SACRAMENTO, Calif., Aug. 30, 2012 /PRNewswire-USNewswire/ -- In response to a lawsuit filed earlier this summer, Aetna Life Insurance Company and its local subsidiary, Aetna Health of California (Aetna), have engaged in retaliatory actions against California Medical Association (CMA) physician members by terminating contracts or abruptly ending contract negotiations.
Plaintiff attorneys in Los Angeles County Medical Ass'n et al. v. Aetna Health of California, Inc. et al. sent a letter to Aetna attorneys earlier this week asking that the insurer cease and desist all actions of retaliation that appear to be a direct result of the lawsuit filed in July. CMA also sent a request to Aetna leadership.
The lawsuit contends that Aetna's policies and practices amount to unfair business practices, false advertising, breach of contract and illegal retaliation. CMA's primary objective in the lawsuit is to compel Aetna to conform its business practices to state and federal laws, which prohibit health insurers from directly or indirectly denying access to out-of-network covered services under policies with out-of-network benefits.
"We're confident in the merits of our claim," said James T. Hay, M.D., CMA president. "Regardless of Aetna's position in the ongoing litigation, they must stop the retaliatory actions against physicians. Terminating contracts and ending negotiations will only shrink Aetna's network of physicians and patient access to care will be severely impacted."
Since the lawsuit was filed, Aetna is categorically refusing to negotiate or contract with any physician to join Aetna's provider network if the physician is a member of CMA, citing the fact that CMA has sued Aetna.

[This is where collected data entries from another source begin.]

PR #5236, opened 2016-01-17
Code fixes for jshint@2.9.1

ajfranzoia:
Minor code fixes to prevent ```[variable] was used before it was defined``` error introduced by jshint@2.9.1.
If any modification is needed, just let me know.


mickhansen:
That's some lazy evaluation by jshint since all those cases are inside function calls :p

Issue #5200, opened 2016-01-12
Model.update({ ... }, {silent: true})


astephenb:
`silent` is an option when updating an instance, but not when doing bulk updates. Is it possible to do a bulk update without updating timestamps?

```js
Model.update({ foo: 'bar' }, { silent: true });
```

mickhansen:
Not currently it looks like, other than using `fields`.

astephenb:
Thanks a lot! I will close this issue.

PR #5238, opened 2016-01-17
Support silent: true in bulk update

ajfranzoia:
Support silent: true option in bulk update as requested in [#5200](https://github.com/sequelize/sequelize/issues/5200)
If any modification is needed, just let me know.

### DIFF
--- a/changelog.md
+++ b/changelog.md
@@ -1,3 +1,6 @@
+# FUTURE
+- [ADDED] Support silent: true in bulk update [#5200](https://github.com/sequelize/sequelize/issues/5200)
+
 # 3.17.3
 - [FIXED] Regression with array values from security fix in 3.17.2
 
--- a/test/integration/instance.test.js
+++ b/test/integration/instance.test.js
@@ -1085,6 +1085,37 @@ describe(Support.getTestDialectTeaser('Instance'), function() {
       });
     });
 
+    it('does not update timestamps when passing silent=true in a bulk update', function() {
+      var self = this
+        , updatedAtPeter
+        , updatedAtPaul
+        , data = [
+          { username: 'Paul' },
+          { username: 'Peter' }
+        ];
+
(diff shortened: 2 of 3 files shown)


changelog.md
```diff
@@ -1,3 +1,6 @@
+# 3.17.4
+- [ADDED] Support silent: true in bulk update [#5200](https://github.com/sequelize/sequelize/issues/5200)
+
```
mickhansen: Don't add your own version, just put feature.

"Aetna is essentially saying that they will no longer do business with the 35,000 members of CMA," said Dr. Hay. "They should be looking to expand their provider network to meet the growing demands of California's health care needs."

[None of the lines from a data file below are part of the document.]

PR #5243, opened 2016-01-17
Fix #5222: prevent race condition after transaction finished

### LINKED ISSUE #5222: Transaction `finished` race condition
There is logic in a transaction that basically flags a transaction as `finished`, which is then checked against when querying against that transaction. However, there is a race condition as both `.rollback` and `.commit` don't set this flag until after the "ROLLBACK" and "COMMIT" queries have succeeded. 

See https://github.com/sequelize/sequelize/blob/master/lib/transaction.js#L209 that the flag is set in the `finally`
See the guard at https://github.com/sequelize/sequelize/blob/2a168da8c56b9d9313d06ea6a7dcb683c5b7e891/lib/sequelize.js#L777

Basically something like below is happening:
```
transaction.rollback()
  queryInterface.rollbackTransaction()
...
some other code gets to run and does an update
...
  .finally is triggered
```
=============
The below code will reproduce

```javascript
database.transaction(function(t){
  // Forced, but original use case was something like Promise.all([...]).catch (err) -> t.rollback()
  t.rollback();
  database.query("UPDATE entities SET name='something or other'");
});
```

Observe something like 
```
Executing (5f84266c-9e62-4c96-8040-531e8d765ede): START TRANSACTION;
...
Executing (5f84266c-9e62-4c96-8040-531e8d765ede): ROLLBACK;
...
Executing (5f84266c-9e62-4c96-8040-531e8d765ede): UPDATE entities SET name`='something or other'
```

The update goes out even though the transaction was just rolled back. 
I believe the fix would be to just set the `finished` flag right after sending the ROLLBACK out, rather than in the .finally.

Minor overall, as easily avoided by just making sure all your parallel requests are done before running the rollback.

ajfranzoia:
Fixes issue #5222. 
Moves ```transaction.finished = 'rollback'``` assignment to ```QueryInterface.rollbackTransaction()``` after rollback query call.

### DIFF
--- a/lib/transaction.js
+++ b/lib/transaction.js
@@ -211,11 +211,10 @@ Transaction.prototype.rollback = function() {
     .getQueryInterface()
     .rollbackTransaction(this, this.options)
     .finally(function() {
-      self.finished = 'rollback';
       if (!self.parent) {
         return self.cleanup();
       }
-      return null;
+      return self;
     });
 };
 
--- a/test/integration/transaction.test.js
+++ b/test/integration/transaction.test.js
@@ -129,6 +129,20 @@ describe(Support.getTestDialectTeaser('Transaction'), function() {
     ).to.eventually.be.rejected;
   });
 
+  it('does not allow queries immediatly after commit call', function() {
+    var self = this;
+    return expect(
+      this.sequelize.transaction().then(function(t) {
+        return self.sequelize.query('SELECT 1+1', {transaction: t, raw: true}).then(function() {
+          return Promise.join(
+            expect(t.commit()).to.eventually.be.fulfilled,
+            expect(self.sequelize.query('SELECT 1+1', {transaction: t, raw: true})).to.eventually.be.rejectedWith(/commit has been called on this transaction\([^)]+\), you can no longer use it/)
+          );
+        });
+      })
+    ).to.be.eventually.fulfilled;
+  });
+
   it('does not allow queries after rollback', function() {
     var self = this;
     return expect(
@@ -142,13 +156,27 @@ describe(Support.getTestDialectTeaser('Transaction'), function() {
     ).to.eventually.be.rejected;
   });
 
+  it('does not allow queries immediatly after rollback call', function() {
+    var self = this;
+    return expect(
+      this.sequelize.transaction().then(function(t) {
+        return Promise.join(
+          expect(t.rollback()).to.eventually.be.fulfilled,
+          expect(self.sequelize.query('SELECT 1+1', {transaction: t, raw: true})).to.eventually.be.rejectedWith(/rollback has been called on this transaction\([^)]+\), you can no longer use it/)
+        );
+      })
+    ).to.eventually.be.fulfilled;
+  });
+
   it('does not allow commits after commit', function () {
     var self = this;
-    return expect(self.sequelize.transaction().then(function (t) {
-      return t.commit().then(function () {
-        return t.commit();
-      });
-    })).to.be.rejectedWith('Error: Transaction cannot be committed because it has been finished with state: commit');
+    return expect(
+      self.sequelize.transaction().then(function (t) {
+        return t.commit().then(function () {
+          return t.commit();
+        });
+      })
+    ).to.be.rejectedWith('Error: Transaction cannot be committed because it has been finished with state: commit');
   });
 
   it('does not allow commits after rollback', function () {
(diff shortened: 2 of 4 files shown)


test/integration/transaction.test.js
```diff
@@ -142,6 +142,16 @@ describe(Support.getTestDialectTeaser('Transaction'), function() {
     ).to.eventually.be.rejected;
   });
 
+  it('does not allow queries immediatly after rollback call', function() {
+    var self = this;
+    return expect(
+      this.sequelize.transaction().then(function(t) {
+        t.rollback();
+        return self.sequelize.query('SELECT 1+1', {transaction: t, raw: true});
```
ajfranzoia: It's failing for sqlite because the rollback query is still running after the ```SELECT 1+1``` query call, and it expects no running queries when the test finishes. I can't think of any ideas to prevent this and at the same time return the query promise that will be rejected.

lib/transaction.js
```diff
@@ -211,7 +211,6 @@ Transaction.prototype.rollback = function() {
     .getQueryInterface()
     .rollbackTransaction(this, this.options)
     .finally(function() {
-      self.finished = 'rollback';
```
mickhansen: Same should likely be applied for commit i imagine then?

test/integration/transaction.test.js
mickhansen: Hmm yeah, that's tricky, maybe you can do:

```js
return Promise.join(
  t.rollback(),
 self.sequelize.query('SELECT 1+1', {transaction: t, raw: true})
);
```

test/integration/transaction.test.js
```diff
@@ -142,6 +142,16 @@ describe(Support.getTestDialectTeaser('Transaction'), function() {
...
+      })
+    ).to.eventually.be.rejected;
```
mickhansen: `to.eventually.be.rejectedWith(errorMessage)`, best to be specific about what kind of error we're expecting.

lib/transaction.js
ajfranzoia: Yeah, I thought the same. Do I create another PR or modify this one?

mickhansen: Same PR is good

ajfranzoia: Ok. Will modify the PR during the next days.

test/integration/transaction.test.js
```diff
@@ -129,6 +129,20 @@ describe(Support.getTestDialectTeaser('Transaction'), function() {
     ).to.eventually.be.rejected;
   });
 
+  it('does not allow queries immediatly after commit call', function() {
+    var self = this;
+    return expect(
+      this.sequelize.transaction().then(function(t) {
+        return self.sequelize.query('SELECT 1+1', {transaction: t, raw: true}).then(function() {
+          return Promise.join(
+            expect(t.commit()).to.eventually.be.fulfilled,
```
ajfranzoia: I had to use this style for assertions because not using the ```expect()``` wrapping inside ```Promise.join(...)``` causes the query to be rejected before the rollback/commit query is finished (since we're using an immediate call after). Thus, this prevents getting the 'There are still running queries' error thrown by ```sequelize.test.verifyNoRunningQueries()``` in ```afterEach()``` callback.
I utilized this approach following the suggestion on http://chaijs.com/plugins/chai-as-promised (see 'Multiple Promise Assertions' section).

test/integration/transaction.test.js
```diff
@@ -129,6 +129,20 @@ describe(Support.getTestDialectTeaser('Transaction'), function() {
...
+            expect(self.sequelize.query('SELECT 1+1', {transaction: t, raw: true})).to.eventually.be.rejectedWith(/commit has been called on this transaction\([^)]+\), you can no longer use it/)
+          );
+        });
+      })
+    ).to.be.eventually.fulfilled;
```
ajfranzoia: I had to use this style for assertions because not using the ```expect()``` wrapping inside ```Promise.join(...)``` causes the query to be rejected before the rollback/commit query is finished (since we're using an immediate call after). Thus, this prevents getting the 'There are still running queries' error thrown by ```sequelize.test.verifyNoRunningQueries()``` in ```afterEach()``` callback.
I utilized this approach following the suggestion on http://chaijs.com/plugins/chai-as-promised (see 'Multiple Promise Assertions' section).

mickhansen:
Good work :)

In addition to these retaliatory actions, it appears Aetna has escalated the unlawful practices that are the subject of the LACMA litigation.
"Physicians who are named plaintiffs in the lawsuit, as well as those who have no direct involvement, are now being faced with termination from the Aetna network," added Dr. Hay. "Referring to out-of-network services is not a breach of contract, but rather part of the benefits that patients are purchasing with a PPO product. Aetna's actions are uncalled for, no matter which way you slice it."